British warehousing group Segro said on Friday the growing popularity of rapid delivery e-commerce - known as "q-commerce" - was driving strong demand for warehouse space in European cities as its annual profit jumped 20%.

An e-commerce boom that gathered pace during the pandemic is helping warehouse companies like Segro to remain relatively resilient in the face of rising inflation which has driven up costs for many businesses.

Segro said demand had increased with the rise of rapid e-commerce, where companies like Deliveroo , Getir and Gorillas use smaller warehouse spaces to deliver groceries and other items within minutes.

"The penetration rates (for rapid e-commerce) are really ramping up, and there has been a kind of structural shift," Segro Chief Operating Officer Andy Gulliford said in an interview with Reuters.

"Some countries culturally were not that excited about, say, grocery retail online, and that has changed."

Segro, which operates 90 million square feet of warehouse space — the equivalent of more than 1,500 soccer fields — is also cautious about the fast-growing sector, also called q-commerce, where "q" stands for quick.

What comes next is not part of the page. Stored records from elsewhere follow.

PR #1488, opened 2026-06-11
Add command to download agent instruction files to workspace

nturinski:
## Summary

The custom agents are contributed via `package.json`, but they rely on instruction folders under `resources/agents/` that must be present in the user's workspace to function. This PR downloads those instruction folders into the workspace and gates agent invocation on their presence.

## Changes

- **New command** `azureResourceGroups.downloadAgentInstructions` ("Azure: Download Azure Agent Instructions") copies all bundled instruction folders into `.github/agents/`.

"We are conscious that not all of them (q-commerce firms) will be successful ... so we are being careful who we take into the space," Gulliford said.

Victoria Scholar, head of investment at Interactive Investor said, "The rise of q-commerce "looks set to provide a major tailwind for Segro over the coming year."

In a sign of rising interest in the rapid delivery business, U.S. private equity giant Blackstone BX.N this week said it was leading a nearly $24 billion recapitalisation of Mileway, Europe's largest operator of urban warehouses. 

London-headquartered Segro, which operates in Britain and seven other European countries, said adjusted pre-tax profit jumped 20% to 356 million pounds ($485 million) in 2021, while a measure that reflects the value of its buildings, called EPRA Net Tangible Assets, surged 40%.